Existence Probability Mismatch

\[\sum_{(i, j) \in \gamma} \left|r_x^i - r_y^j\right| \frac{c^p}{2}\]

[Unique to P-GOSPA] Penalizes the “probability discrepancy.” If an object exists (\(r_x=1\)) but the tracker is unsure (e.g., \(r_y=0.6\)), a penalty proportional to the difference (\(0.4\)) is applied.

Missed Detection Error

\[\frac{c^p}{2} \sum_{i: \forall j,(i, j) \notin \gamma} r_x^i\]

Cost for unassigned ground truth objects. The penalty is proportional to the target’s existence probability.

False Detection Error

\[\frac{c^p}{2} \sum_{j: \forall i,(i, j) \notin \gamma} r_y^j\]

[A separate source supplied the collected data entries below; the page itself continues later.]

PR #312, opened 2017-12-09
examples/chat/client.go: avoid allocating []byte{} for PingMessage

JordanP:
It's useless and only gives more work to the GC.


garyburd:
[]byte{} does not allocate memory.

PR #315, opened 2017-12-21
Improve emample: chat

invzhi:
- Use empty struct instead of bool in Hub struct:
`clients map[*Client]bool` -> `clients map[*Client]struct{}`
- Update README.md


elithrar:
The empty struct 'trick' is a neat optimization, but it's a micro-optimization and can be confusing to newcomers. I'd prefer that we keep the (simpler, clearer) `map[*Client]bool` type in an example/demo app.

invzhi:
I understand why. Thanks for your explanation.

garyburd:
PR not accepted for the reason stated by @elithrar.

PR #791, opened 2022-06-19
Update required versions in CircleCi config

garyburd:


amustaque97:
Quick question on the PR, are we not going to maintain backward compatibility for the removed golang versions? For example version 1.14 or 1.15

PR #818, opened 2022-09-27
Judge error once we get it when calling function WriteJSON

### LINKED ISSUE #817: [feature] Avoid flushing frame twice when calling WriteJSON
**Is your feature request related to a problem? Please describe.**
Currently, the function `WriteJSON` function implementation is shown as the following code snippet.
```go
func (c *Conn) WriteJSON(v interface{}) error {
	w, err := c.NextWriter(TextMessage)
	if err != nil {
		return err
	}
	err1 := json.NewEncoder(w).Encode(v)
	err2 := w.Close()
	if err1 != nil {
		return err1
	}
	return err2
}
```
We will call `w.Close` whatever the `json.NewEncoder(w).Encode(v)` gets an error or not.
The errors raised by the `Encode` method have two types:
- no matter with writing data to the connection.
- error when writing to connection, this is actually raised by the `flushFrame` method.

As a result, if we receive a non-nil error from `json.NewEncoder(w).Encode(v)`, we can return the error directly and no need to flush it twice.

**Describe the solution you'd like**
Return the error directly instead of `flushFrame` twice.
```go
func (c *Conn) WriteJSON(v interface{}) error {
    w, err := c.NextWriter(TextMessage)
    if err != nil {
        return err
    }
    
    if err = json.NewEncoder(w).Encode(v); err != nil {
        return err
    }
    
    return w.Close()
}
```

**Describe alternatives you've considered**
N/A

I'm not sure whether there was a special consideration here. I have searched the issues but found no one. If there are some docs about this, please ping me.
Best regards, thanks.

xieyuschen:
**Summary of Changes**

Check the error once it is raised.

### DIFF
--- a/json.go
+++ b/json.go
@@ -5,15 +5,15 @@
 package websocket
 
 import (
-	"encoding/json"
-	"io"
+    "encoding/json"
+    "io"
 )
 
 // WriteJSON writes the JSON encoding of v as a message.
 //
 // Deprecated: Use c.WriteJSON instead.
 func WriteJSON(c *Conn, v interface{}) error {
-	return c.WriteJSON(v)
+    return c.WriteJSON(v)
 }
 
 // WriteJSON writes the JSON encoding of v as a message.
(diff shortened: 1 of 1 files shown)


xieyuschen:
The details are explained in #817 , could check it:))

Thanks:)

PR #840, opened 2023-07-19
 Update go version & add verification/testing tools

coreydaley:
Fixes #

**Summary of Changes**

1.
2. 
3.

> PS: Make sure your PR includes/updates tests! If you need help with this part, just ask!

PR #846, opened 2023-08-26
Use crypto/rand for mask key

HaloArrow:
This PR fixes issues with a PR in progress:

- Call crypto/rand Reader directly to get four random bytes.
- Use seeded math/rand Reader for reproducible results in tests.


coreydaley:
I have pulled your pull request into https://github.com/gorilla/websocket/pull/840

PR #853, opened 2023-09-28
Update server.go

samyuktha-asokan:
After the connection is upgraded from the HTTP protocol to the WebSocket protocol, the network connection cannot be used for HTTP. The net/http server panics when the application attempts to write an HTTP response to a hijacked connection. You should not use netConn to write the response headers. Instead, you should use the http.ResponseWriter to write the response headers to avoid the log "http: response.WriteHeader on hijacked connection from...."

- [ ] Refactor
- [ ] Feature
- [ ] Bug Fix
- [ ] Optimization
- [ ] Documentation Update
- [ ] Go Version Update
- [ ] Dependency Update

- Related Issue #
- Closes #

## Added/updated tests?

- [ ] Yes
      have not been included_

## Run verifications and test

- [ ] `make test` is passing

### DIFF
--- a/server.go
+++ b/server.go
@@ -266,7 +266,7 @@ func (u *Upgrader) Upgrade(w http.ResponseWriter, r *http.Request, responseHeade
 			return nil, err
 		}
 	}
-	if _, err = netConn.Write(p); err != nil {
+	if _, err = w.Write(p); err != nil {
 		if err := netConn.Close(); err != nil {
 			log.Printf("websocket: failed to close network connection: %v", err)
 		}


pennystevens:
This PR attempts to write the websocket handshake response headers to the connection using ResponseWriter.Write method.  This fails for two reasons: 

- ResponseWriter.Write fails on a hijacked connection.
- Even if ResponseWriter.Write did not fail on the hijacked connection, ResponseWriter.Write writes the data to the response body, not the response header.

Many tests will fail with this change.

> After the connection is upgraded from the HTTP protocol to the WebSocket protocol, the network connection cannot be used for HTTP

This is not true.  The hijacker takes control of the connection and can implement whatever protocol it want, including HTTP.

GreenMarmot:
@jaitaiwan This should be closed. Tests fail with the change.  See previous comment.

AlexVulaj:
I've closed this PR as per the comment above.

PR #854, opened 2023-10-08
Update the Host field in the request header

HaoweiCh:
This update checks for the 'Host' value in the request header, specifically assigning it to 'u.Host' if no value is found. This same logic is applied to 'cfg.ServerName'. The aim of this change is to ensure a correct 'Host' value is used throughout, addressing a bug related to setting the 'Host' field of the header.

- [x] Refactor
- [x] Feature
- [x] Bug Fix
- [ ] Optimization
- [ ] Documentation Update
- [ ] Go Version Update
- [ ] Dependency Update

- Related Issue #
- Closes #

## Added/updated tests?

- [ ] Yes
      have not been included_

## Run verifications and test

- [x] `make test` is passing

### DIFF
--- a/client.go
+++ b/client.go
@@ -189,6 +189,10 @@ func (d *Dialer) DialContext(ctx context.Context, urlStr string, requestHeader h
 		return nil, nil, errMalformedURL
 	}
 
+	host := requestHeader.Get("Host")
+	if host == "" {
+		host = u.Host
+	}
 	req := &http.Request{
 		Method:     http.MethodGet,
 		URL:        u,
@@ -196,7 +200,7 @@ func (d *Dialer) DialContext(ctx context.Context, urlStr string, requestHeader h
 		ProtoMajor: 1,
 		ProtoMinor: 1,
 		Header:     make(http.Header),
-		Host:       u.Host,
+		Host:       host,
 	}
 	req = req.WithContext(ctx)
 
@@ -347,7 +351,11 @@ func (d *Dialer) DialContext(ctx context.Context, urlStr string, requestHeader h
 
 		cfg := cloneTLSConfig(d.TLSClientConfig)
 		if cfg.ServerName == "" {
-			cfg.ServerName = hostNoPort
+			if host != "" {
+				cfg.ServerName = host
+			} else {
+				cfg.ServerName = hostNoPort
+			}
 		}
 		tlsConn := tls.Client(netConn, cfg)
 		netConn = tlsConn


pennystevens:
What is the bug that this fixes?  What is the scenario where the application specifies the host in the headers instead of the URL?

HaoweiCh:
When it comes to dealing with dynamic servers that the application controls, the ability to send data through a Content Delivery Network (CDN) is a big deal for me. It becomes especially important when I have to forward WebSocket connections. This feature allows me to use DNS over HTTPS (DoH) to look up and specifically choose the server's IP address. Particularly with Cloudflare CDN, I can even customize and select specific IP addresses for Cloudflare's edge nodes. To put it simply, this gives me the flexibility and control I need to ensure smooth communication between the application and the server.

pennystevens:
Is this a correct statement of the problem: specify the sever address separate from the host used in the request header and when negotiating TLS.

If the statement of the problem is correct, then use the [net dial](https://pkg.go.dev/github.com/gorilla/websocket#Dialer.NetDialContext) function:

     addr := "example1.com:80" // server address
     url := "wss://example2.com/ws"  // use example2.com in host header and for TLS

[Key Soft Penalty] Represents the cost for false positives (estimated tracks that do not correspond to any ground truth).

Standard GOSPA (Hard Penalty): A false positive is binary—either ignored (cost=0) or fully penalized (cost= \(c^p/2\)) based on a cut-off threshold.
P-GOSPA (Soft Penalty): The penalty scales linearly with \(r_y\). A false positive with low existence probability (\(r=0.1\)) incurs only 10% of the max penalty, while a high-confidence false positive (\(r=0.9\)) incurs 90%. This encourages the filter to report potential objects without excessive punishment.

Tip

For the full mathematical proofs and the derivation of Equation, please refer to the original paper.

Why P-GOSPA?

Mathematically Well-Defined: P-GOSPA satisfies all properties of a metric (identity, symmetry, and triangle inequality). This ensures rigorous and consistent comparisons across different datasets and algorithms.
Soft Penalties vs. Hard Thresholding: Standard metrics require “hard thresholding” (e.g., discarding tracks with existence probability \(r < 0.5\)) before evaluation. This leads to information loss. P-GOSPA evaluates the raw probabilistic output using Soft Penalties, where the cost is proportional to the confidence. This rewards algorithms that accurately model their uncertainty rather than making binary guesses.
Smoothness: As a result of soft penalties, the metric is continuous. As shown in the heatmap below, the error transitions smoothly with changes in existence probability (\(r\)) and variance (\(\sigma^2\)), avoiding the abrupt jumps that are typical for deterministic metrics.

Fig. 2: P-GOSPA versus \(r\) and \(\sigma^2\)

Probabilistic Trajectory GOSPA [2]

The probabilistic trajectory GOSPA (PT-GOSPA) metric extends the P-GOSPA framework to evaluate entire object trajectories over time, rather than just individual time steps. This is crucial for assessing multi-object tracking algorithms that must maintain consistent object identities.

The PT-GOSPA metric incorporates temporal consistency by evaluating the alignment of estimated trajectories with ground truth trajectories, considering both spatial accuracy and uncertainty over time. This allows for a more comprehensive assessment of tracking performance, capturing not only instantaneous errors but also the ability to maintain accurate tracks across multiple frames.

Fig. 3: An exemplary scenario with a single ground truth trajectory and two sets of trajectory estimates, where each trajectory estimate is a sequence of Bernoulli densities. Each Bernoulli density has Gaussian single object density, and its existence probability is shown next to its Gaussian mean. The true trajectory and the trajectory estimate in blue exist at time step 1, 2 and 3. The set of trajectory estimates in orange consists of two single trajectory estimates, one exists only at time step 1, and the other exists at time step 2 and 3. A desirable metric should be able to answer: 1) what is the distance between each set of sequences of Bernoulli densities and the set of true trajectories? and 2) what is the distance between the two sets of sequences of Bernoulli densities?

Similar to P-GOSPA, PT-GOSPA decomposes the overall error into five interpretable components, including localization error, uncertainty error, missed detection error, false detection error, and track switch error, all evaluated over entire trajectories. This decomposition allows for detailed performance analysis of tracking algorithms, highlighting their strengths and weaknesses in maintaining accurate and confident tracks over time.

Tip

For more details on the mathematical formulation and properties of the PT-GOSPA metric, please refer to the original paper.